DATA SUPPLIED |
PR #2385, opened 2026-07-06
fix: add Redis lock and idempotency to milestone update to prevent TOCTOU race

### LINKED ISSUE #2380: Order milestone timeline TOCTOU race between sequence check and DB update allows out-of-order advancement and duplicated OTP generation
## Description

The milestone update handler (`/orders/:id/milestones`, orderRoutes.js:796) has a multi-step check-then-act pattern that is vulnerable to concurrent requests advancing the timeline out of the intended sequence. The handler:

1. **Fetches the current timeline** from Supabase (lines 816-821)
2. **Determines the last completed milestone** by iterating the fetched timeline array (lines 823-825)
3. **Validates the requested milestone** is the next expected one (lines 834-839)
4. **Updates the timeline entry** to `completed = true` (line 858)
5. **Updates the order status** (line 861)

EXERCISE GOAL | The full listing above needs to be retyped exactly.

SOLUTION TO THIS EXERCISE |
PR #2385, opened 2026-07-06
fix: add Redis lock and idempotency to milestone update to prevent TOCTOU race

### LINKED ISSUE #2380: Order milestone timeline TOCTOU race between sequence check and DB update allows out-of-order advancement and duplicated OTP generation
## Description

The milestone update handler (`/orders/:id/milestones`, orderRoutes.js:796) has a multi-step check-then-act pattern that is vulnerable to concurrent requests advancing the timeline out of the intended sequence. The handler:

1. **Fetches the current timeline** from Supabase (lines 816-821)
2. **Determines the last completed milestone** by iterating the fetched timeline array (lines 823-825)
3. **Validates the requested milestone** is the next expected one (lines 834-839)
4. **Updates the timeline entry** to `completed = true` (line 858)
5. **Updates the order status** (line 861)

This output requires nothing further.